[Stored items]
- Opening Delimiter -
PR #157, opened 2021-06-04
fix deflate column decode order

orionz:
Simple fix to remove deflate bit from column decode

### DIFF
--- a/automerge-backend-wasm/Cargo.toml
+++ b/automerge-backend-wasm/Cargo.toml
@@ -35,11 +35,15 @@ serde_bytes = "0.11.5"
 version = "^0.2"
 features = ["serde-serialize"]
 
+[package.metadata.wasm-pack.profile.release]
+wasm-opt = false
+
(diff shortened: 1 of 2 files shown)


automerge-backend-wasm/Cargo.toml
```diff
@@ -35,12 +35,16 @@ serde_bytes = "0.11.5"
 version = "^0.2"
 features = ["serde-serialize"]
 
+[package.metadata.wasm-pack.profile.release]
+wasm-opt = false
+
```
jeffa5, line 40: Is this related?

jeffa5 (commented):
Looks good, just the one seemingly unrelated bit.

automerge-backend-wasm/Cargo.toml
orionz: Good catch...  I needed that to get the tests to pass on my new M1 MacBook but it should not be in the PR!

PR #161, opened 2021-06-08
Make path.elements() method public

jeffa5:
This makes it so that users can manipulate values based on paths.

### DIFF
--- a/automerge-frontend/src/path.rs
+++ b/automerge-frontend/src/path.rs
@@ -1,7 +1,7 @@
 use std::fmt;
 
 #[derive(Debug, Clone, PartialEq)]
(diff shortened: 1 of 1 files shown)


alexjg:
What's the use case for this? I'm very unsure about the Path API at the moment so it would  be interesting to see what you need to do with it.

jeffa5:
I was trying out something like being able to traverse a rust struct given the path, it got a bit difficult without being able to break down the path. It seems like we should have an open description of the path since it is used in quite a few public places and we may want to be able to use it in other libraries. I'm not saying that the current representation will always be there but at least for now being able to get the internal representation is useful.

PR #944, opened 2024-06-30
automerge-c: Expose Cursor API

jkankiewicz:
@alexjg, I've finally exposed the Cursor API to C programs.

In order to make the full unit test suite pass again, I also included the changes from PR #885 that I authored.

@heckj can either rebase PR #885 onto main after this PR is approved or he can open a new PR for his changes.

### DIFF
--- a/rust/automerge-c/src/doc.rs
+++ b/rust/automerge-c/src/doc.rs
@@ -417,17 +417,11 @@ pub unsafe extern "C" fn AMgetCursor(
 ) -> *mut AMresult {
     let doc = to_doc!(doc);
     let obj_id = to_obj_id!(obj_id);
-    match heads.as_ref() {
-        None => {
-            return to_result(doc.get_cursor(obj_id, position, None));
-        }
+    return match heads.as_ref() {
+        None => to_result(doc.get_cursor(obj_id, position, None)),
         Some(heads) => match <Vec<am::ChangeHash>>::try_from(heads) {
-            Ok(heads) => {
-                return to_result(doc.get_cursor(obj_id, position, Some(heads.as_slice())));
-            }
-            Err(e) => {
-                return AMresult::error(&e.to_string()).into();
-            }
+            Ok(heads) => to_result(doc.get_cursor(obj_id, position, Some(heads.as_slice()))),
+            Err(e) => AMresult::error(&e.to_string()).into(),
         },
     };
 }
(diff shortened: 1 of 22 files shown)


jkankiewicz:
@alexjg, clippy is complaining about needless return statements but when I remove them then automerge-c won't build on my local machine.
I'm using rustc 1.79.0.

heckj:
You can ditch my changes in #885 and we can just close it entirely if they pass in this. The whole purpose was to simply check the cmake build actually running again.

rust/automerge-c/src/doc.rs
```diff
@@ -386,6 +387,102 @@ pub unsafe extern "C" fn AMgetChangesAdded(doc1: *mut AMdoc, doc2: *mut AMdoc) -
...
+/// \brief Gets the absolute position of an `AMcursor` within a list object or
+///        text object.
+///
+/// \param[in] doc A pointer to an `AMdoc` struct.
+/// \param[in] obj_id A pointer to an `AMobjId` struct or `AM_ROOT`.
+/// \param[in] cursor A pointer to an `AMcursor` struct.
+/// \param[in] heads A pointer to an `AMitems` struct with `AM_VAL_TYPE_CHANGE_HASH`
+///                  items to select a historical object or `NULL` to select the
+///                  current object.
+/// \return A pointer to an `AMresult` struct with an `AM_VAL_TYPE_UINT` item.
```
whereswaldon, line 445: Perhaps this is the wrong place for it, but it would be helpful to specify the units of the return value. Is it measuring code points, bytes, or something else?

rust/automerge-c/src/item.rs
```diff
@@ -1234,34 +1299,36 @@ pub enum AMvalType {
...
+    SyncState = 1 << 17,
     /// A *nix timestamp (milliseconds) value.
-    Timestamp = 1 << 17,
+    Timestamp = 1 << 18,
     /// A 64-bit unsigned integer value.
-    Uint = 1 << 18,
+    Uint = 1 << 19,
     /// An unknown type of value.
-    Unknown = 1 << 19,
+    Unknown = 1 << 20,
```
whereswaldon, line 1331: Perhaps I am misunderstanding how these values are used, but redefining these flags seems like it has the potential to break any serialized/binary representations of automerge objects created via the C API. Am I misunderstanding the function of this type?

whereswaldon (commented):
Thanks so much for working on this! I have a couple of questions about the implementation if you don't mind @jkankiewicz.

rust/automerge-c/src/item.rs
jkankiewicz: > redefining these flags seems like it has the potential to break any serialized/binary representations of automerge objects created via the C API.

@whereswaldon, those values are not serialized because they're just a way to refer to Rust enum variants from within C; all serialization/deserialization is handled by the underlying Rust library.
I've inserted tags in alphabetical order into that enum before and doing so has never broken a unit test.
- Closing Delimiter -
- [REQUIRED ACTION] Check each line of the entries above, and show every one holding the word "enum".

- [EXERCISE SOLUTION]
@@ -1234,34 +1299,36 @@ pub enum AMvalType {
@whereswaldon, those values are not serialized because they're just a way to refer to Rust enum variants from within C; all serialization/deserialization is handled by the underlying Rust library.
I've inserted tags in alphabetical order into that enum before and doing so has never broken a unit test.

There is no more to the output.